*** Data extract ***

PR #331, opened 2025-05-27
Add test and reduce namespace requirements for `sim_gs_n()` with updated bounds

jdblischak:
This is a follow-up to PR #324 which enabled updating the bounds in a simulation performed by `sim_gs_n()`.

1. First I added a test. I used the deprecated `expect_equivalent()` because we are still using {testthat} edition 2 (the replacement is only available with edition 3)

*** End of Data extract ***

**What the task asks**
Using the listing above, show each line holding the string "with".

**Result of the exercise**
Add test and reduce namespace requirements for `sim_gs_n()` with updated bounds
1. First I added a test. I used the deprecated `expect_equivalent()` because we are still using {testthat} edition 2 (the replacement is only available with edition 3)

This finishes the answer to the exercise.